Model | Accuracy | Precision | Recall | F1 | FPR |
V-NKDE | 0.9800 | 0.9931 | 0.9818 | 0.9875 | 0.0273 |
CNN-SoftMax | 0.9529 | 0.9772 | 0.9637 | 0.9704 | 0.0906 |
CNN-LSTM | 0.9558 | 0.9784 | 0.9661 | 0.9722 | 0.0857 |
LSTM-AE-OC-SVM | 0.9606 | 0.9809 | 0.9697 | 0.9753 | 0.0760 |
DCNN-GRU | 0.981 6 | 0.993 9 | 0.983 1 | 0.988 4 | 0.024 4 |
4.5.4. Detection Performance on Different Datasets
To verify the generalization ability of the proposed method, we have trained the DCNN-GRU model completely on various datasets and evaluated its performance using its test sets. The datasets include:
UNSW-NB15 [47] is the Australian Center for Cyber-Security produced this dataset. This dataset included s typical attack cases such as DoS, Fuzzers, Worms, Shellcode, and so on. And we use the subset of its dataset.
CIC-IDS2017 [48]: The Canadian Institute for Cyber-Security (CIC) produced this dataset in 2017. Attack types such as Brute-Force, Port scanning, BotNets, DoS, DDoS, and networking are included in this dataset.
CSE-CIC-IDS2018 [49]: A collaborative project between the Communications Security Establishment (CSE) and the Canadian Institute for Cyber security (CIC). The dataset includes different attack scenarios: Brute-Force, Heartbleed, BotNet, DoS, DDoS, cyberattacks, infiltration of the network from inside, etc.
CIC-DDoS2019 is created by Sharafaldin et al. [50]. The dataset contains benign and the most up-to-date common DDoS attacks, similar to real-world data. Different modern reflective DDoS attacks such as PortMap, NetBIOS, LDAP, MSSQL, UDP, UDP-Lag, SYN, NTP, DNS, and SNMP included in this dataset. We extract 24,000 cases from 10 kinds of attack samples, form a new dataset with 24,000 normal samples, and randomly select 70% to form a training set, and the remaining 30% as a test set.

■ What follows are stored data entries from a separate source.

PR #3005, opened 2026-09-11
fix(frontend): stop outpatient schedule rows and order notes clipping on phone

### LINKED ISSUE #2790: PIMS phone workspace: the patient's name is truncated by the status pill, and 11 more values clip with no remedy

aupyay:
Closes #2790.

## What
The last two clipping spots on the PIMS phone workspace, in the same shape as #2794 (chief complaint) and #2848 (patient name):

- **OutpatientSchedule rows** — the visit title and subline were `truncate` clamped (a long title lost ~476px of tail, the subline ~166px, no way to read them). Both now wrap (`break-words`), reusing the `min-w-0 flex-1` column, so the pill and card edges are unchanged.
- **DiagnosticsStep order notes** — free-text clinical notes sat on a `truncate` line reachable only by a `title` hover, which a phone has no way to trigger. The note span now wraps to the lines it needs.

## Regression guards (storybook interaction plays)
- `OutpatientSchedule > Phone (375)`: title **and** subline assert `scrollWidth <= clientWidth`; a control forces the title to nowrap and asserts it still overflows the shipping column (so a short fixture can't pass the guard for free); the pill-in-card assertion is retained.
- `DiagnosticsStep > Order notes on phone`: new story, long-note fixture, 375px-pinned column, asserts the note span doesn't clip.

## Verification
- Storybook interaction tests: `OutpatientSchedule` suite passes; `DiagnosticsStep` passes all tests except 4 pre-existing harness failures (`getStoryContext` store-init race in `.storybook/test-runner.ts` and shared-store subset ordering) unrelated to this change.
- Mutation-checked both guards: reverting each `break-words` back to `truncate` makes the corresponding play fail (`scrollWidth > clientWidth` observed).
- `tsc --noemit` exit 0; eslint clean on the 4 files; jest `OutpatientSchedule|DiagnosticsStep`: 73/73; prettier clean; husky pre-commit hooks pass.

### DIFF
--- a/apps/frontend/src/app/__tests__/pages/AppointmentWorkspace/DiagnosticsStep.test.tsx
+++ b/apps/frontend/src/app/__tests__/pages/AppointmentWorkspace/DiagnosticsStep.test.tsx
@@ -459,6 +459,24 @@ describe('DiagnosticsStep (workspace, real IDEXX backend)', () => {
     expect(screen.getByText(/Fasted patient/)).toBeInTheDocument();
   });
 
+  it('wraps the saved order notes instead of truncating the tail on a clipped line (#2790)', () => {
+    const notes =
+      'Fasted sample, collected from the left jugular. Please combine with the pre-med ' +
+      'dose and hold the results for the afternoon consult.';
+    renderStep({ appointmentOrders: [makeOrder({ notes })] });
+
+    // The note span previously sat on `truncate` (`white-space:nowrap` +
+    // `overflow:hidden` + ellipsis), which emptied the tail out of reach at
+    // phone width - the only access to it was the `title` hover, and a phone
+    // has no hover. `break-words` lets the free-text note flow to the lines it
+    // needs. jsdom does not lay out text, so the wrap contract is pinned via
+    // the classes the way the storybook play pins it via scrollWidth.
+    const label = screen.getByText('Order notes:');
+    const note = label.parentElement as HTMLElement;
+    expect(note.className).toMatch(/break-words/);
+    expect(note.className).not.toMatch(/truncate/);
+  });
+
   it('disables create when no tests are queued and renders the empty queue message', () => {
     renderStep({ selectedTests: [] });
 
--- a/apps/frontend/src/app/__tests__/pages/AppointmentWorkspace/OutpatientSchedule.test.tsx
+++ b/apps/frontend/src/app/__tests__/pages/AppointmentWorkspace/OutpatientSchedule.test.tsx
@@ -113,6 +113,32 @@ describe('OutpatientSchedule', () => {
     expect(screen.getAllByText('--').length).toBeGreaterThan(0);
   });
 
+  it('wraps long titles and sublines instead of truncating them on a phone (#2790)', () => {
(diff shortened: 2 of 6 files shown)


ankit-yc (approved):
Truncate to break-words for phone clipping, title/hover retained, tests pin class contract (fail on revert). CI green.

CIC-IDS 2017, CSE-CIC-IDS 2018, and CIC-DDoS 2019 all use 48 feature data to construct datasets according to the method in Section 4.3. For UNSW-NB 15, 48 features other than tags are used to construct experimental data. The data design of each dataset is shown in Table 14.
Table 14
Data design of various datasets.
Dataset | Attack type | Original Features | Use features | Normal | Abnormal | Training | Testing | Abnormal samples (%) |
UNSW-NB15 | DoS, fuzzers, port scans, reconnaissance, worms, shellcode, exploits, generic, backdoors | 49 | 48 | 93,000 | 164,673 | 82,332 | 175,341 | 63.91 |
CIC-IDS2017 | Brute-Force, portscan, BotNet, Dos, DDoS, Web, infiltration | 83 | 48 | 416,322 | 288,923 | 493,670 | 211,575 | 40.97 |
CSE-CIC-IDS2018 | Brute-Force, portscan, SlowHTTPTest, Dos, LOIC, SQL injection, infiltration, DDoS, BotNet, Web-Attack | 83 | 48 | 1,061,827 | 240,635 | 911,723 | 390,739 | 18.47 |
CIC-DDoS2019 | MSSQL, NetBIOS, NTP, SNMP, SSDP, SYN, TFTP, UDP, UDP-Lag, Web DDoS, DNS, LDAP | 87 | 48 | 240,000 | 240,000 | 336,000 | 14,400 | 50.00 |
By fully training the model using different datasets and evaluating the detection performance of the model using the test set, Figure 12 is obtained. It records the detection ability of DCNN-GRU of different scales to each dataset. It can be seen that each model performs well in the Precision index of UNSW-NB15, which is caused by the large proportion of abnormal samples in UNSW-NB15. For CSE-CIC-IDS2018 data, the detection results of various models are quite different. For example, the recall rate of abnormal samples by 2CNN-GRU is 0.942 9, while that by 5CNN-GRU is 0.982 3, which is the maximum of all detection indicators. The reason for this situation is that only 18.47% of the abnormal samples in CSE-CIC-IDS2018, and the unbalanced dataset has caused some contingency to the detection results. Even if there is a certain gap in the detection of datasets by different models, the overall detection results of DCNN-GRU series models are satisfactory. Except for the recall rate of 2CNN-GRU on the CIC-IDS2017 dataset below 95%, all other detection indicators are above 95%. This shows that the proposed detection method has good adaptability to traffic data with different network backgrounds in the SDN environment, and the model has strong generalization ability.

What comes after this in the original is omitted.